此方法需要(This method takes a) string 然后返回原始的武士(and returns to the original samurai.)

//return all samurai board
public string RetsamuraiSudokuBoard()
{
    int k = 0;

    string temp = string.Empty;

    for (int i = 0; i <= 20; i++)
    {
        for (int j = 0; j <= 20; j++)
        {
            temp +=  "  " + Convert.ToString(SamuraiBord[i, j]);
            k++;
        }
        temp += "\r\n";
    }
    return temp;
}

Sudoku()类(Sudoku() class)

在将此类文件放在参考书中之前.(Prior to this class of paper is placed in the reference.)

表示层(Presentation Layer)

在这一层中,输入被接收并将被发送到类.获取输出后,将显示结果.(In this layer, the input is received and will be sent to the class. After getting the output, results will be displayed.)

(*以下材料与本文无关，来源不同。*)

PR #411, opened 2020-11-25
Mrc 1991 - Hide map legends when no data to display

carbowizzy:
## Description

This PR hides legend control pane in maps when selections have not data to display. This PR doesn't hide indicator pane as it is useful for filtering prevalence even when there are not data to display on a particular prevalence.

## Type of version change

Minor

## Checklist

### DIFF
--- a/src/app/static/src/app/components/plots/choropleth/Choropleth.vue
+++ b/src/app/static/src/app/components/plots/choropleth/Choropleth.vue
@@ -21,7 +21,7 @@
                              :level-labels="featureLevels"
                              @detail-changed="onDetailChange"
                              @indicator-changed="onIndicatorChange"></map-control>
-                <map-legend :metadata="colorIndicator"
+                <map-legend v-show="!emptyFeature" :metadata="colorIndicator"
                             :colour-scale="indicatorColourScale"
                             :colour-range="colourRange"
                             @update="updateColourScale"></map-legend>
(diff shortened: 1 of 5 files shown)


src/app/static/src/app/hintVersion.ts
```diff
@@ -1,2 +1,2 @@
 
-export const currentHintVersion = "1.1.3";
+export const currentHintVersion = "1.1.4";
```
EmmaLRussell, line 2: I think we should get into the way of incrementing minor version (i.e. the second number) when we put in new behaviour changes which aren't just bug fixes, as described in the readme. It's maybe debatable which this is, but I think it's less of a bug fix and more of an improvement, which would make this 1.2.0

src/app/static/src/app/components/plots/choropleth/Choropleth.vue
```diff
@@ -21,7 +21,7 @@
                              :level-labels="featureLevels"
                              @detail-changed="onDetailChange"
                              @indicator-changed="onIndicatorChange"></map-control>
-                <map-legend :metadata="colorIndicator"
+                <map-legend v-show="!emptyFeature" :metadata="colorIndicator"
```
EmmaLRussell, line 24: I'd probably just do do this as a v-if, no reason to render the control at all here.

EmmaLRussell (changes requested):
Looks good, need to add it for the bubble plot too - both size legend and map legend (which is the colour legend).

src/app/static/src/app/components/plots/choropleth/Choropleth.vue
carbowizzy: The v-if behaviour was erratic on the map, freezing indicators control, while v-show happens to work well.

EmmaLRussell (approved):

PR #560, opened 2021-10-05
mrc-2653 modal dialog for reporting errors

hillalex:
## Description

Adds the modal dialog for a user to report issues, linked in the top right "Online support" menu. This changeset was large enough, so a further ticket will add the inputs that are conditional on the user being logged in [(project, email)](https://mrc-ide.myjetbrains.com/youtrack/issue/mrc-2656). Note also further tickets for adding [French and Portuguese translations](https://mrc-ide.myjetbrains.com/youtrack/issue/mrc-2656), and for [wiring up the component](https://mrc-ide.myjetbrains.com/youtrack/issue/mrc-2643).

## Type of version change
None

## Checklist


src/app/static/src/app/components/ErrorReport.vue
```diff
@@ -0,0 +1,130 @@
...
+            }),
+            currentSection: {
+                get() {
+                    return this.section || i18next.t(this.currentSectionKey, {lng: this.currentLanguage});
+                },
+                set(newVal: string) {
+                    this.section = newVal
+                }
+            },
+            steps: mapStateProp<StepperState, StepDescription[]>("stepper", state => state.steps)
```
mwoodbri, line 107: I think we'll need to supplement this with a least an "Other" option (as shown in spec). This would include the Projects page. Spec also includes "Login".

src/app/static/src/app/components/ErrorReport.vue
```diff
@@ -0,0 +1,130 @@
...
+                <div class="col-4">
+                    <label for="section" v-translate="'section'"></label>
+                </div>
+                <div class="col-8">
+                    <select class="form-control"
+                            v-model="currentSection"
+                            id="section">
+                        <option v-for="step in steps"
+                                :key="step.number"
+                                v-translate:value="step.textKey"
```
mwoodbri, line 15: Nice. I wouldn't have thought of this, but it makes sense if we're assuming that if the interface is currently in (e.g.) French then the user will be writing the error report in French, and the step name should therefore also be submitted translated so that the whole report is in a single language.

src/app/static/src/app/components/ResetConfirmation.vue
```diff
@@ -1,10 +1,10 @@
 <template>
     <div>
         <modal :open="open">
-            <h4 v-if="isGuest" v-translate="'haveYouSaved'"></h4>
-            <h4 v-if="!isGuest" v-translate="'saveVersion'"></h4>
+                <h4 v-if="isGuest" v-translate="'haveYouSaved'"></h4>
+                <h4 v-if="!isGuest" v-translate="'saveVersion'"></h4>
 
-            <p v-translate="'discardWarning'"></p>
+                <p v-translate="'discardWarning'"></p>
```
mwoodbri, line 7: Hardly a big issue, but this change seems to make the slightly haphazard formatting of this file less consistent, rather than more. Also doesn't seem relevant to rest of PR?

src/app/static/src/app/components/ErrorReport.vue
```diff
@@ -0,0 +1,130 @@
...
+    }
+
+    interface Computed {
+        currentLanguage: Language
+        currentSectionKey: string
+        currentSection: string
+        steps: StepDescription[]
+    }
+
+    export default Vue.extend<Data, Methods, Computed, "open">({
```
mwoodbri, line 82: I had never seen a literal prop defined in the this way! At first glance I was rather wary of it introducing an untyped prop, but it's actually consistent with relevant prop of the Modal component.

src/app/static/src/app/components/ResetConfirmation.vue
hillalex: This was an accident, thanks for spotting!

src/app/static/src/app/components/ErrorReport.vue
hillalex: You're right, this is a little lazy and does lose the type info. I'll actually change it over to a regular typed prop.

src/app/static/src/app/components/ErrorReport.vue
EmmaLRussell: I guess it depends if were seeing this value as text or more of an enum. Might be easier to do analytics on the logged error reports by section if these values were the same across languages (as well as easier on anglophones dealing with the error reports). But consistency is good too!

EmmaLRussell (commented):
Looks good!

src/app/static/src/app/components/ErrorReport.vue
hillalex: Good shout, will use keys

mwoodbri (approved):
Looks merge-ready to me :)

As part of mrc-2655 we could consider making the form purely vertical rather than mix of horizontal and vertical. Might look a bit cleaner and would provide more space to accommodate long project names or email addresses, even if it's inconsistent with mock-up:

Screenshot from 2021-10-06 12-44-59

hillalex:
> As part of [mrc-2655](https://mrc-ide.myjetbrains.com/youtrack/issue/mrc-2655) we could consider making the form purely vertical rather than mix of horizontal and vertical. Might look a bit cleaner and would provide more space to accommodate long project names or email addresses, even if it's inconsistent with mock-up:

Agree this would be nicer!

EmmaLRussell (approved):
LGTM

PR #562, opened 2021-10-06
mrc-2643 extract all errors from Vuex app state and combine with user provided data to generate an error report

hillalex:
## Description

~~Contains commits from https://github.com/mrc-ide/hint/pull/561 which should be reviewed/merged first~~

 This PR adds:
* a root getter that returns all errors in the app state, across all individual modules
* a root action that takes user provided data and combines with error data, and other app state as per spec to generate an error report object

## Type of version change
None

## Checklist


mwoodbri:
> "Section" should already be pre-populated with the current step! That was implemented in the first ticket: https://github.com/mrc-ide/hint/pull/560/files#diff-e6984caba3fbf8158d5c515645626b129fcc9ca5e5755f4657b76153cd8e2c03R112

Ah yes, sorry - might be possible to do a better job of automatically selecting projects and login options though? That's what I was testing. Maybe just having a catch-all "other" would be simpler to cover all non-stepper pages. But that's for another ticket.

src/app/static/src/app/store/root/actions.ts
```diff
@@ -6,8 +6,26 @@ import {LanguageActions} from "../language/language";
...
+    description: string,
+    stepsToReproduce: string,
+    email: string
+}
+
+export interface ErrorReport extends ErrorReportManualDetails {
+    country: string,
+    project: string | undefined,
+    browserAgent: string,
+    timeStamp: string,
```
carbowizzy, line 26: timeStamp is generated in the backend automatically, so you won't need to add it in frontend.

src/app/static/src/app/store/root/actions.ts
```diff
@@ -72,5 +90,21 @@ export const actions: ActionTree<RootState, RootState> & RootActions = {
...
+    },
+
+    generateErrorReport({state, getters}, payload) {
+        // TODO: instead of returning this object, POST it to the server
+        return {
+            email: payload.email || state.currentUser,
+            country: state.baseline.country,
+            project: state.projects.currentProject?.name,
+            browserAgent: navigator.userAgent,
+            timeStamp: new Date().toISOString(),
```
carbowizzy, line 102: likewise

src/app/static/src/app/store/root/actions.ts
```diff
@@ -72,5 +90,21 @@ export const actions: ActionTree<RootState, RootState> & RootActions = {
...
+            jobId: state.modelRun.modelRunId,
+            description: payload.description,
+            section: payload.section,
+            stepsToReproduce: payload.stepsToReproduce,
+            errors: getters.errors
+        }
```
carbowizzy, line 108: It would be nice to wrap this object in a type. JobId and errorMessage are type of array.

```
export interface ErrorReportMetadata {
    email: string,
    country: string,
    projectName: string,
    section: string,
    errors: ErrorReportMessage[],
    "description": string,
    "stepsToReproduce": string,
    "browserAgent": string
}
```

```
interface ErrorReportMessage {
    jobId: string,
    errorMessage: string
}
```

carbowizzy (changes requested):
Code looks brilliant, I would have loved for this bit to have it's own module. RootState is rather obscure. I have few inline suggestions below.

src/app/static/src/app/store/root/getters.ts
```diff
@@ -1,12 +1,63 @@
...
+    const errors = [] as Error[];
+    extractErrorsRecursively(state, errors);
+    return errors;
+}
+
+const isComplexObject = (state: any) => {
+    return typeof state === 'object' && !Array.isArray(state) && state !== null
+}
+
+const extractErrorsRecursively = (state: any, errors: Error[]) => {
```
EmmaLRussell, line 56: It's cool that this is recursive, but does it actually need to be at the moment or is it future-proofing? I can't think of any module that doesn't have its errors at the top level. Or is this handing errors properties which are arrays? I can't quite see how it would do that this since `isComplexObject` is ruling out arrays (and also you're handing the array types, `modelRun.errors` and `errors.errors` separately).

src/app/static/src/app/store/root/getters.ts
```diff
@@ -1,12 +1,63 @@
...
+            metadata,
+            modelCalibrate,
+            modelOptions,
+            modelOutput,
+            plottingSelections,
+            projects,
+            surveyAndProgram
+        } = state;
+
+        return ([] as Error[]).concat.apply([] as Error[], [extractErrors(adr),
```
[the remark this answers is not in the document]
hillalex: Looks like password state is not part of the main app? I think it has it's own app right?

src/app/static/src/app/store/root/getters.ts
hillalex: It's recursive to handle the download results objects, which contain nested errors, see this test: https://github.com/mrc-ide/hint/pull/562/files#diff-c80530016ccbe2b220a5f11a243bed39425fe75f6626fb4ee6b357281710b7e0R81

src/app/static/src/tests/root/getters.test.ts
```diff
@@ -0,0 +1,192 @@
...
+    mockMetadataState,
+    mockModelCalibrateState,
+    mockModelOptionsState,
+    mockModelRunState, mockProjectsState,
+    mockRootState, mockSurveyAndProgramState
+} from "../mocks";
+import {RootState} from "../../app/root";
+import {initialDownloadResults} from "../../app/store/downloadResults/downloadResults";
+
+describe("root getters", () => {
```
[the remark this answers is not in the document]
hillalex: https://github.com/mrc-ide/hint/pull/562/commits/3cee24b4ead6cff8dfc3bb4afd80d3ddf8630273

src/app/static/src/app/store/root/actions.ts
mwoodbri: Agreed - I think it's preferable to add timestamp here, even if backend does intend to fiddle with the JSON.

src/app/static/src/app/store/root/getters.ts
```diff
@@ -1,12 +1,63 @@
...
+            extractErrors(modelOutput),
+            extractErrors(plottingSelections),
+            extractErrors(projects),
+            extractErrors(surveyAndProgram),
+            state.modelRun.errors,
+            state.errors.errors]);
+    }
+}
+
+const extractErrors = (state: any) => {
```
mwoodbri, line 46: I'm afraid I would be keen to see a test specifically for this slightly gnarly function - not least as a means of documenting its intended behaviour. I know you're testing it indirectly already, but given it's standalone it should be quite easy to add a further test to ensure that things with and without `[Ee]rror` suffix, and without and without an `error` field get in/excluded appropriately.

hillalex: https://github.com/mrc-ide/hint/pull/562/commits/2d0cc813d499ae15a78a48842c9abf29b1b4b696

PR #563, opened 2021-10-07
mrc-2468 Re-fetch Input Time Series data when language changes 

EmmaLRussell:
## Description

One issue this has highlighted is that selected Review Inputs tab is not retained when the view is reloaded, as happens when the language is updated, but also if return to the step from another, or when refresh page. I've made a separate ticket to persist selected tab: https://mrc-ide.myjetbrains.com/youtrack/issue/mrc-2659

Another issue is that not all Input Time series metadata is being translated. Ticket for this issue: https://mrc-ide.myjetbrains.com/youtrack/issue/mrc-2660

## Type of version change
_Delete as appropriate_

## Checklist

### DIFF
--- a/src/app/static/src/app/store/genericChart/actions.ts
+++ b/src/app/static/src/app/store/genericChart/actions.ts
@@ -3,10 +3,12 @@ import {RootState} from "../../root";
 import {api} from "../../apiService";
 import {GenericChartState} from "./genericChart";
 import {GenericChartMutation} from "./mutations";
+import {DatasetConfig, Dict, GenericChartMetadata} from "../../types";
 
 export interface MetadataActions {
     getGenericChartMetadata: (store: ActionContext<GenericChartState, RootState>) => void
     getDataset: (store: ActionContext<GenericChartState, RootState>, payload: getDatasetPayload) => void
+    refreshDatasets: (store: ActionContext<GenericChartState, RootState>) => void
 }
 
 export interface getDatasetPayload {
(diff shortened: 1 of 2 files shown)


src/app/static/src/app/store/genericChart/actions.ts
```diff
@@ -40,5 +42,26 @@ export const actions: ActionTree<GenericChartState, RootState> & MetadataActions
...
+                                    urls[dataset.id] = dataset.url
+                                });
+                                return urls;
+                            }, {});
+
+        const getDatasetActions: Promise<unknown>[] = [];
+        Object.keys(state.datasets).forEach((datasetId: string) => {
+            const url = datasetUrls[datasetId];
+            getDatasetActions.push(dispatch("getDataset", {datasetId, url}));
+        });
```
mwoodbri, line 64: I would find something like this easier to read, but very subjective:
```suggestion
        const getDatasetActions = Object.keys(state.datasets).map(datasetId => dispatch("getDataset", {datasetId, url: datasetUrls[datasetId]}));
```

carbowizzy (approved):
LGTM

Nicolas-Dolan:
> > Maybe there is something wrong with my setup but the translations that are coming through are rather hit and miss for me
> 
> See above - not all translation is covered by this ticket:
> 
> > To test: if you change language after input time series data has been fetched, then view that data, you should see that filter values are now in the new language (apart from area level which is language-independent, and time step which is not yet being translated). Filter labels and descriptions (shown in help text) will be translated in mrc-2660.

Ok, so by process of elimination, at this point, it's just the plot type values being translated (not including the plot type label).

PR #565, opened 2021-10-07
mrc-2628 Include Back/Continue links at bottom of model options page

mwoodbri:
## Description

To test:
- Check that the Back/Continue links now appear at bottom of Step 3 (the model options page) in addition to being present and enabled/disabled at the top of all pages as previously
- Also check that clicking Back link has no effect when on Step 1 (this wasn't previously the case)
 
## Type of version change

Minor

## Checklist

### DIFF
--- a/src/app/static/src/tests/components/stepper.test.ts
+++ b/src/app/static/src/tests/components/stepper.test.ts
@@ -46,6 +46,7 @@ import {RootState} from "../../app/root";
 import ModelCalibrate from "../../app/components/modelCalibrate/ModelCalibrate.vue";
 import {getters as rootGetters} from "../../app/store/root/getters";
 import {expectTranslated} from "../testHelpers";
+import StepperNavigation from "../../app/components/StepperNavigation.vue";
 
 const localVue = createLocalVue();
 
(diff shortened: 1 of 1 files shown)


src/app/static/src/tests/components/stepperNavigation.test.ts
```diff
@@ -0,0 +1,49 @@
...
+        backLink.trigger("click");
+        expect(back.mock.calls.length).toBe(1);
+
+        const continueLink = wrapper.find("#continue");
+        expect(continueLink.classes("disabled")).toBe(false);
+        continueLink.trigger("click");
+        expect(next.mock.calls.length).toBe(1);
+    });
+
+    it("disables links", () => {
```
hillalex, line 32: So this is just adding a disabled style, not actually disabling the links. You'll want to test for a `disabled` attribute as well.

src/app/static/src/app/components/Stepper.vue
```diff
@@ -49,6 +36,10 @@
                 <download-results v-if="isActive(7)"></download-results>
             </div>
         </div>
+        <template v-if="activeStep === 3">
```
hillalex, line 39: might want to test this logic as well, i.e. that the extra widget is shown on the appropriate step

src/app/static/src/tests/components/stepperNavigation.test.ts
hillalex: Oh yeah, `disabled` only works for buttons :facepalm:

carbowizzy (approved):
LGTM

Thanks for making changes.

PR #567, opened 2021-10-11
mrc-2635 Show correct output table headers in French and Portuguese

hillalex:
## Description

Add a flag to the `Table` component to turn off filter label translations, and turn them off for the output tables.

## Type of version change
Patch

## Checklist


carbowizzy (approved):
LGTM

PR #569, opened 2021-10-13
Mrc 2641 Action for posting error report

LekanAnni:
This PR sends json data to /error-report endpoint and shares project with Naomi support after a successful post. 

Integration tests for frontend and backend returns `Could not parse API response.` instead of 500 error because the error format is unknown to hint. Hence frontend returns custom error msg.
 
Sorry about the mess created while resolving merge conflicts.
 
## Type of version change
_Delete as appropriate_

Minor

## Checklist

### DIFF
--- a/src/app/static/src/app/apiService.ts
+++ b/src/app/static/src/app/apiService.ts
@@ -20,6 +20,7 @@ export interface API<S, E> {
     ignoreSuccess: () => API<S, E>
 
     postAndReturn<T>(url: string, data: any): Promise<void | ResponseWithType<T>>
+
     get<T>(url: string): Promise<void | ResponseWithType<T>>
 
     delete(url: string): Promise<void | true>


src/app/static/src/app/components/ErrorReport.vue
```diff
@@ -108,7 +108,8 @@
                 description: "",
                 stepsToReproduce: "",
                 section: "",
-                email: ""
+                email: "",
+                timeStamp: ""
```
hillalex, line 112: `timeStamp` shouldn't be here

src/app/static/src/tests/integration/root.itest.ts
```diff
@@ -0,0 +1,48 @@
...
+            email: "test@example.com",
+            stepsToReproduce: "steps to reproduce",
+            section: "login",
+            description: "test"
+        }
+
+        await actions.generateErrorReport({commit, rootState: state, getters, dispatch} as any, payload);
+        expect(commit.mock.calls[0][0].payload).toStrictEqual(
+            {
+                detail: "Could not parse API response. Please contact support.",
```
hillalex, line 41: is this what we're expecting? makes it a bit of a redundant test as this error could come from anywhere!

PR #571, opened 2021-10-13
Update error report object in back end to include version info

mwoodbri:
## Description

## Type of version change

Patches

## Checklist


src/app/src/test/kotlin/org/imperial/mrc/hint/integration/ErrorReportTests.kt
```diff
@@ -16,27 +16,34 @@ class ErrorReportTests: SecureIntegrationTests()
     fun `can post error report`()
     {
         val data = """{
-            "email":"test.user@example.com",
```
hillalex, line 19: It'd be handy really if we had a json schema for this somewhere wouldn't it? Then we could include schema validation in back-end tests and auto-generate the ts type for the front-end to guarantee compliance, in the same way we do with hintr objects. 

But this looks correct in any case.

SamuraiBusiness samurai = new SamuraiBusiness();
Sudoku sudoku = new Sudoku();
           
//9215
string InputText = "0000743680007452193685762381940008316452" + 
       "794831965270002697834157654819320006589241371983627450004" + 
       "931675823429578160001275386948376294519763824719562547136" + 
       "893125743968216198452734859168527430000007681534290000000" + 
       "000005148296370000000000009327648510000007682913452971685" + 
       "493721423658976312458371693957841265487932164858395174620" + 
       "009364715285148269730004726589136279435810005819237464761" + 
       "59238000819765234981632754000354182697253478619000627394851";

string[] InputTextArray = new string[441];

string[] Temp = new string[81];

//set temp array to zero
for (int i = 0; i < Temp.Length; i++)
{
    Temp[i] = string.Empty;
}

for (int i = 0; i < InputText.Length; i++)
{
    InputTextArray[i] = Convert.ToString(InputText[i]);
}

samurai.Fill(InputTextArray);

label2.Text = samurai.RetsamuraiSudokuBoard();

在此阶段之前,将定义处理和输入所需的变量和数组.已经完成了输入所需的步骤.接收原型和数组中所需类的数量以及初始输出.每次将数独解算器发送到内部选择和值时,都会重复第五阶段.答案可以溶解在其先前的位置.(Until this stage, variables and arrays needed for the processing and input are defined. The steps required for entry have been made. Prototyping and the amount of required classes in the array and initial output are received. The fifth stage is repeated every time a Sudoku Solver is sent to the internal selection and value. The answer can be dissolved in its previous location.)

//9,9 -1
sudoku.Fill(samurai.RetSelectedSubSudoku(0 , 9 , 0 , 9));
sudoku.SolvedSudoku();
Temp = sudoku.boardconverttostrarray();
samurai.InsertSolveSubSudoku(0 , 9 , 0 , 9 , Temp);

//set temp array to zero
for (int i = 0; i < Temp.Length; i++)
{
    Temp[i] = string.Empty;
}

//15,15 -2
sudoku.Fill(samurai.RetSelectedSubSudoku(6, 15 , 6 , 15));
sudoku.SolvedSudoku();
Temp = sudoku.boardconverttostrarray();
samurai.InsertSolveSubSudoku(6, 15, 6, 15, Temp);

//set temp array to zero
for (int i = 0; i < Temp.Length; i++)
{
    Temp[i] = string.Empty;
}

//12,21 -3
sudoku.Fill(samurai.RetSelectedSubSudoku(12, 21, 0, 9));
sudoku.SolvedSudoku();
Temp = sudoku.boardconverttostrarray();
samurai.InsertSolveSubSudoku(12, 21, 0, 9, Temp);

//set temp array to zero
for (int i = 0; i < Temp.Length; i++)
{
    Temp[i] = string.Empty;
}

//0,12 -4
sudoku.Fill(samurai.RetSelectedSubSudoku(0, 9 , 12 , 21));
sudoku.SolvedSudoku();
Temp = sudoku.boardconverttostrarray();
samurai.InsertSolveSubSudoku(0, 9, 12, 21, Temp);

//set temp array to zero
for (int i = 0; i < Temp.Length; i++)
{
    Temp[i] = string.Empty;
}

//12,21 -5
sudoku.Fill(samurai.RetSelectedSubSudoku(12 , 21 , 12 , 21));
sudoku.SolvedSudoku();
Temp = sudoku.boardconverttostrarray();
samurai.InsertSolveSubSudoku(12, 21, 12, 21, Temp);

//set temp array to zero
for (int i = 0; i < Temp.Length; i++)
{
    Temp[i] = string.Empty;
}

最后,通过函数调用可以显示输出.(Finally, with the function call results in output to be displayed.)

// show output
label1.Text = samurai.RetsamuraiSudokuBoard();

以下第一个实例的输出4为零,并显示正确的答案.(The following output four of the first instance is zero and shows the correct answer.)

参考(Reference)

• 使用知情搜索算法求解数独(Solving Sudoku using Informed Search Algorithms)

许可

本文以及所有相关的源代码和文件均已获得The Code Project Open License (CPOL)的许可。